Le diagnostic définitif de schwannome est posé par l’examen pathologique et immunohistochimique de la préparation chirurgicale. Les schwannomes présentent une forte coloration pour la protéine S-100 et des colorations négatives pour CD117 (KIT), CD34, la desmine et SMA. Les schwannomes gastriques peuvent parfois exprimer le CD34, tandis que les marqueurs CD117 (KIT), SMA et desmine sont généralement négatifs [2].
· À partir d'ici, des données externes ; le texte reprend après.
PR #196, opened 2024-12-30
Enable Flex OS builds on RedHat-8 and Rocky-8

hashraf91:
Replaced check on /etc/redhat-release with `lsb_release` as `lsb_release` is available on all DISTROs and is convenient for setup-environment script.

On Redhat/Rocky-8, at least GCC9 is required. The std::filesystems library in older GCC versions was located at non-standard paths and needed to be included manually for multiple recipes. The cleaner solution is to perform the build with GCC9 and hence gcc-toolset-9 is required.

JIRA-ID: SB-24005

### DIFF
--- a/meta-flex-distro/conf/distro/flex-os.conf
+++ b/meta-flex-distro/conf/distro/flex-os.conf
@@ -62,6 +62,8 @@ PACKAGE_CLASSES ?= "package_ipk"
 # Flex OS's supported hosts
 SANITY_TESTED_DISTROS = "\
     ubuntu-22.04 \n\
+    rhel*-8* \n \
+    rocky*-8* \n \
     rhel*-9* \n \
     redhatenterprise*-9* \n \
 "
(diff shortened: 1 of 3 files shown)


hashraf91:
I have tested the complete build on Redhat-8.2 and tested the packages installation and repositories on Rocky-8.9. Both setups were similar and use same repositories for newly installed packages. I haven't tested the build on Rocky-8.9.

Noor-Ahsan:
Apparently looks fine

ahsanhussain:
The commit message doesn't explain the reasoning for make43 and gcc-toolset-9

hashraf91:
> The commit message doesn't explain the reasoning for make43 and gcc-toolset-9

Okay, updated the commit message to explain why gcc-toolset-9 is installed. make43 was already addressed under JIRA: SB-23264

hashraf91:
This PR is also tested on Rocky-8.10.

ahsanhussain (approved):

PR #199, opened 2025-01-24
llvm_19.1.6: port latest LLVM version and fix the cross-compilation config LLVM_HOST_TRIPLE

hashraf91:
We are experiencing issue with EGL initialization. As mesa depends on LLVM for llvmpipe driver, so porting the latest version available as of today which seems to fix the issue.
Ported from:
https://github.com/openembedded/openembedded-core/commit/8546473f724e16095e8ad68813f3a087cb1b2779

Tested-by: Ahsan Hussain <ahsan.hussain@siemens.com>
Signed-off-by: Haseeb Ashraf <haseeb_ashraf@mentor.com>

The correct way to configure cmake for cross-compilation includes setting the LLVM_HOST_TRIPLE as well. This fixes the bug when LLVM is cross-compiled for AAarch64 but it was getting built with the triple of native build system instead of the TARGET_SYS ('aarch64-oe-linux' in my case).
```
No available targets are compatible with triple "x86_64-unknown-linux-gnu"
```
Documentation Ref:
https://github.com/llvm/llvm-project/blob/llvmorg-19.1.6/llvm/docs/HowToCrossCompileLLVM.rst#configuring-cmake

JIRA-ID: SB-24074

Signed-off-by: Haseeb Ashraf <haseeb_ashraf@mentor.com>

### DIFF
--- a/meta-flex-staging/recipes-devtools/llvm/llvm_%.bbappend
+++ b/meta-flex-staging/recipes-devtools/llvm/llvm_%.bbappend
@@ -1,0 +1,6 @@
+# ---------------------------------------------------------------------------------------------------------------------
+# SPDX-License-Identifier: MIT
+# ---------------------------------------------------------------------------------------------------------------------
+
+EXTRA_OECMAKE:append:class-target = " -DLLVM_HOST_TRIPLE=${TARGET_SYS}"
+EXTRA_OECMAKE:append:class-nativesdk = " -DLLVM_HOST_TRIPLE=${SDK_SYS}"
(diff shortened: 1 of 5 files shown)


meta-flex-staging/recipes-devtools/llvm/llvm_%.bbappend
```diff
@@ -0,0 +1,6 @@
+# ---------------------------------------------------------------------------------------------------------------------
+# SPDX-License-Identifier: MIT
+# ---------------------------------------------------------------------------------------------------------------------
+
+EXTRA_OECMAKE:append:class-target = " -DLLVM_HOST_TRIPLE=${TARGET_SYS}"
+EXTRA_OECMAKE:append:class-nativesdk = " -DLLVM_HOST_TRIPLE=${TARGET_SYS}"
```
ahsanhussain: Why change for class-nativesdk? Isn't it for SDKMACHINE

hashraf91: class-nativesdk is for SDK which could also built for different arch. See the original recipe: https://github.com/openembedded/openembedded-core/blob/master/meta/recipes-devtools/llvm/llvm_19.1.6.bb#L89

hashraf91: Okay, this should be SDK_SYS. Thanks for pointing this out.

ahsanhussain (approved):
LGTM, thanks!

ahsanhussain:
Merging as per https://teams.microsoft.com/l/message/19:fff74218dbde446088e4e88eb91cdb14@thread.v2/1737973659068?context=%7B%22contextType%22%3A%22chat%22%7D

PR #200, opened 2025-01-27
Graphics stack and vkmark upgrade

ahsanhussain:


meta-flex-distro/recipes-graphics/vkmark/vkmark/0001-src-meson.build-Prepend-sysroot-for-the-includedir.patch
```diff
@@ -8,22 +8,23 @@ Need to prepend PKG_CONFIG_SYSROOT_DIR to the dir path for cross compilation
...
  
 +pkgconf_sysroot = run_command(prog_python, '-c', 'import os; print(os.environ.get("PKG_CONFIG_SYSROOT_DIR"))').stdout().strip()
-+vulkan_hpp = pkgconf_sysroot + vulkan_hpp
-+
- format_map_gen_h = custom_target(
-     'format_map_gen.h',
-     output: 'format_map_gen.h',
+ vk_xml = join_paths([
+-    vulkan_dep.get_pkgconfig_variable('prefix'),
++    pkgconf_sysroot, 'usr',
```
hashraf91: better if we use this: `pkgconf_sysroot + vulkan_dep.get_pkgconfig_variable('prefix'),` as it will not override prefix from vulkan_dep and only prepend the pkgconf_sysroot.

ahsanhussain: That's not where the Vulkan registry goes, so it won't resolve to the correct path for the xml

meta-flex-staging/recipes-graphics/drm/libdrm_2.4.123.bb
```diff
@@ -0,0 +1,66 @@
+# This material contains trade secrets or otherwise confidential information owned by Siemens Industry Software Inc.
```
hashraf91: where should the backported recipes be placed? Previously you placed recipes in meta-flex-distro, so I also placed llvm recipe there. And placed only the fix in meta-flex-staging.

meta-flex-distro/recipes-graphics/vkmark/vkmark/0001-src-meson.build-Prepend-sysroot-for-the-includedir.patch
hashraf91: I have this tested ;). The join_paths functions such that if any of the argument has '/' in front i.e. an absolute path, it discards the previous arguments. If you were joining them with ',' then it was just ignoring the pkgconf_sysroot. It works if you use '+' for concatenation.

meta-flex-staging/recipes-graphics/drm/libdrm_2.4.123.bb
ahsanhussain: Ideally in meta-flex-staging, so we can remove from there when we update the Yocto version.

hashraf91: Okay, you're placing those recipes in meta-flex-staging which are anticipated to be available in future by Yocto update and remaining ones in distro which are just taken from other layers?

ahsanhussain: Kind of. So the recipes anticipated to be updated by the Yocto version update have been going in meta-flex-staging for a while now. That's why we removed a bunch from there when update to scarthgap

meta-flex-distro/conf/distro/innexis-linux.conf
```diff
@@ -329,5 +329,11 @@ include conf/distro/include/flex-distro.conf
 # Conditional EWAOL integration using USER_FEATURES because those wouldn't
 # have been added to DISTRO_FEATURES while parsing distro.conf
 require ${@bb.utils.contains('USER_FEATURES', 'flex-ewaol-baremetal', 'conf/distro/include/ewaol-flex-integration.conf', '', d)}
+
+# DISTRO preferences
+PREFERRED_VERSION_libdrm = "2.4.123"
+PREFERRED_VERSION_mesa   = "24.3.4"
+PREFERRED_VERSION_wayland-protocols = "1.38"
```
hashraf91, line 336: Do we need to force these version? As these will be picked up by default. Their native versions should also be forced to match such as for mesa-native.

meta-flex-distro/recipes-graphics/vkmark/vkmark/0001-src-meson.build-Prepend-sysroot-for-the-includedir.patch
ahsanhussain: OK, updated now. Didn't dig into it once the path wasn't resolving :)

meta-flex-distro/conf/distro/innexis-linux.conf
ahsanhussain: Unless selected in a high priority layers, these would stay at these versions. If we don't mention here then any recipe from a higher priority layer will override these versions, so it's a good means to have a working configuration in the conf for now. 

As for the native version, do we even care about that? native one doesn't build with any of the new packageconfigs, and also we don't use it so that's why I didn't touch it.

hashraf91 (approved):

ahsanhussain:
Pushed a commit for drm_info utility.

hashraf91 (approved):

meta-flex-staging/recipes-graphics/mesa/mesa.inc
```diff
@@ -0,0 +1,393 @@
...
+
+PACKAGECONFIG[broadcom] = ""
+PACKAGECONFIG[etnaviv] = ""
+PACKAGECONFIG[freedreno] = ""
+PACKAGECONFIG[kmsro] = ""
+PACKAGECONFIG[vc4] = ""
+PACKAGECONFIG[v3d] = ""
+PACKAGECONFIG[zink] = ""
+
+GALLIUMDRIVERS = "softpipe,llvmpipe"
```
hashraf91: This line should be split in to following:
```
GALLIUMDRIVERS = "softpipe"
GALLIUMDRIVERS_LLVM:append = ",llvmpipe"
```
because the llvmpipe now gets enabled by gallium-llvm packageconfig.
You can merge the second line with this: https://github.com/MentorEmbedded/meta-sokol-flex/pull/200/files#diff-1bee4e58bd8a7a0a2f2c496a602ca690819bc7435d2d2e43b18883f77e543962R173

hashraf91 (changes requested):

meta-flex-staging/recipes-graphics/mesa/mesa.inc
ahsanhussain: Keeping the default behavior of this recipe, this should stay here. gallium-llvm packageconfig only used to enable the Vulkan llvmpipe driver (lavapipe) and that's how it is now.

hashraf91: The behavior has changed. Previously, the recipe was directly depending upon llvm so enabling llvmpipe without any packageconfig was fine but now since the recipe depends on llvm only in case of gallium-llvm packageconfig, so the llvmpipe should only be enabled with that packageconfig.

ahsanhussain: Still depends explicitly on llvm. It was a missing llvm-native which was causing an issue for innexis hybrid BSP build. Thanks for testing this. I've added a commit.

hashraf91 (dismissed):

hashraf91 (approved):

PR #201, opened 2025-02-06
aemu: Move Mesa dependency from BSP layer

ahsanhussain:
Although currently only being used for ANA BSP, this is a Mesa 24.3 dependency which should live with the other Mesa changes that we did for the recipe upgrade. Move it to the distro layer


ahsanhussain:
Needs https://github.com/MentorEmbedded/meta-flex-ref-bsps/pull/285

PR #206, opened 2025-03-26
scripts: rename setup-rh -> setup-rocky

hashraf91:
We are decommissioning support for Redhat hosts for Innexis Linux builds. This script was previously used for both Redhat and Rocky hosts. Renaming the script name and adjusting the script to work for Rocky hosts only.

JIRA-ID: SB-24107


ahsanhussain:
The commit title is very informal. Let's add a commit message as well as to why this change is needed

hashraf91:
> The commit title is very informal. Let's add a commit message as well as to why this change is needed

Added commit message. But title seems okay to me. I have seen some examples in oe-core renaming files in similar way.

ahsanhussain (approved):
Well, technically it's not just a rename so a title like "setup-rh: remove support for RHEL hosts" would be better. Not a big deal though, now that we have the commit message.

PR #208, opened 2025-04-07
Support build on Ubuntu-24 host

hashraf91:
* innexis-linux: update list of supported hosts
We decommissioned support for Redhat hosts and added support for Ubuntu-24 host for Innexis Linux builds.
* scripts/setup-ubuntu: add fix/workaround for build on ubuntu-24 host
Ubuntu-24 enables apparmor by-default which restricts the permissions for bitbake binary. No proper solution is available as of today, see the discussion here:
https://bugs.launchpad.net/ubuntu/+source/apparmor/+bug/2056555
Secondly, Ubuntu-24 uses UMASK 0027 as default now instead of 0022 but oe-core's sanity requires 0022:
https://github.com/openembedded/openembedded-core/blob/yocto-5.0.3/meta/classes-global/sanity.bbclass#L842
* scripts: update regex for matching ID and VERSION_ID in os-release
Ignore the double quote (") while matching ID or VERSION_ID, and check version until dot is matched.

JIRA-ID: SB-24317

Signed-off-by: Haseeb Ashraf <haseeb_ashraf@mentor.com>

### DIFF
--- a/scripts/setup-ubuntu
+++ b/scripts/setup-ubuntu
@@ -42,4 +42,21 @@ fi
 echo "Generating the en_US.UTF-8 locale"
 $SUDO locale-gen en_US.UTF-8
 
+# Workaround for ubuntu-24 issue [Allow bitbake to create user namespace](https://bugs.launchpad.net/ubuntu/+source/apparmor/+bug/2056555)
+if grep -Pq '^VERSION_ID=(?:|")24\.' /etc/os-release; then
+    echo "Adding Bitbake's AppArmor Profile to associate it with User Namespace profile"
+    echo "NOTE: This is a workaround for Ubuntu bug (https://bugs.launchpad.net/ubuntu/+source/apparmor/+bug/2056555)"
+    echo "which gives unconfined access to bitbake binary. You may review the AppArmor Profile for Bitbake available"
+    echo "here: /etc/apparmor.d/bitbake"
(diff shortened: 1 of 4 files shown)


hijaz-siemens (approved):

scripts/setup-ubuntu
```diff
@@ -42,4 +42,18 @@ fi
 echo "Generating the en_US.UTF-8 locale"
 $SUDO locale-gen en_US.UTF-8
 
+# Workaround for ubuntu-24 issue [Allow bitbake to create user namespace](https://bugs.launchpad.net/ubuntu/+source/apparmor/+bug/2056555)
+if grep -Pq '^VERSION_ID=(?:|")24\.' /etc/os-release; then
```
ahsanhussain, line 46: This is an intrusive change to the host OS. Perhaps ask for user permission here, or we need to document it in the user facing docs.

hashraf91: Bitbake will not work without it, so I think we should not ask user when he actually doesn't have a choice to proceed without saying 'yes'. We can print out this information when script is run, so user is aware of it, thoughts?

hashraf91: Updated the message logs when setting up bitbake apparmor profile. Please check if this looks okay.

ahsanhussain (approved):

PR #210, opened 2025-04-30
mesa: fix vkmark related issues

hashraf91:
This fixes two issues.

1. mesa: fix vkmark unrealistic score for CPU-based rendering
    
    Port back the patches to replace aemu library provided allocator
    `android::base::SubAllocator` to `u_mm.h` allocation APIs.
    
    The vkmark reported score for host CPU-based lavapipe gfxstream ICD
    before this change was ~8000 and after this change it is ~1500.
    
    The latter score makes sense as the GPU-based gfxstream ICD gives
    a score of ~3500.
    
    Ref: https://gitlab.freedesktop.org/mesa/mesa/-/merge_requests/32015
    
    JIRA-ID: SB-24465

2. mesa: fix vkmark `texture:anisotropy=16` benchmark intermittent hang
    
    When anisotropy is enabled i.e. sampling > 1, benchmark is observed
    to hang. The main patch that fixes this issue is:
    https://gitlab.freedesktop.org/mesa/mesa/-/commit/350a0fe63298d72593c473a0aae83afcd84de9b8
    
    Other patches fixes bugs introduced by this new implementation of
    anisotropy filter. These patches are ported back from mesa-25.
    
    Please note that these patches fixes the anisotropy issue with guest
    CPU-based llvmpipe usage only.
    
    JIRA-ID: SB-24083

### DIFF
--- a/meta-flex-staging/recipes-graphics/mesa/files/0001-llvmpipe-Disable-anisotropic-filtering-for-explicit-.patch
+++ b/meta-flex-staging/recipes-graphics/mesa/files/0001-llvmpipe-Disable-anisotropic-filtering-for-explicit-.patch
@@ -1,0 +1,28 @@
+From 1196559d894abcfa31e0c28281206aaa7ac496a1 Mon Sep 17 00:00:00 2001
+From: Konstantin Seurer <konstantin.seurer@gmail.com>
+Date: Fri, 27 Dec 2024 13:17:38 +0100
+Subject: [PATCH 1/9] llvmpipe: Disable anisotropic filtering for explicit lod
+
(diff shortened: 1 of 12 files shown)


ahsanhussain:
Which version of Mesa are these patches from? We can update the Mesa version instead of having to maintain this many patches.

hashraf91:
> Which version of Mesa are these patches from? We can update the Mesa version instead of having to maintain this many patches.

These are from mesa 25.0 branch mostly. I didn't update mesa for now because it would require testing of other features again. IMO, let's provide images to ANA team with this change. After this, we can upgrade to mesa-25 and drop these patches.

ahsanhussain:
Fine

A l’histologie, des cellules fusiformes à l’agencement variable, qui sont souvent organisées selon une ar­chitecture microtrabéculaire-microfasciculaire, sont retrouvées. Des atypies nucléaires sont possibles, mais l’activité mytotique reste faible. Au niveau péri-tumoral, on retrouve souvent un infiltrat lymphoïde en forme de taches. Les schwannomes gastriques ont un très bon pronostic [1]. Dans l’étude mentionnée ci-dessus, aucun cas de récidives ou de métastases n’a été ­décrit. Ainsi, contrairement aux GIST, la taille de la ­tumeur et le taux de mitose n’ont pas d’importance pronostique [1].

Résumé

Le schwannome fait partie des diagnostics différentiels très rares d’un processus expansif gastrique. Il est typiquement découvert de façon fortuite et il est fréquent qu’une GIST soit suspectée en premier lieu en raison de sa fréquence. Le pronostic du schwannome gastrique réséqué en marges saines est excellent [1, 3] La résection laparoscopique est dans la mesure du possible le traitement de choix [3].
Les auteurs n’ont pas déclaré d’obligations financières ou personnelles en rapport avec l’article soumis.
Dr méd. Christoph Wiemann
Rorschacher Str. 95
CH-9000 St. Gallen
chris.wiemann[at]t-online.de
1 Voltaggio et al. Gastric Schwannoma – A clinicopathologic study of 51 cases and critical review of the literature. Hum Pathol. 2012;43(5):650–9.
2 Hou et al. Schwannoma of the gastrointestinal tract: a clinico­pathological, immunohistochemical and ultrastructural study of 33 cases. Histopathology. 2006;48:536–45.
3 Mekras et al. Gastrointestinal schwannomas: a rare but important differential diagnosis of mesenchymal tumors of gastrointestinal tract. BMC Surgery. 2018;18(1):47.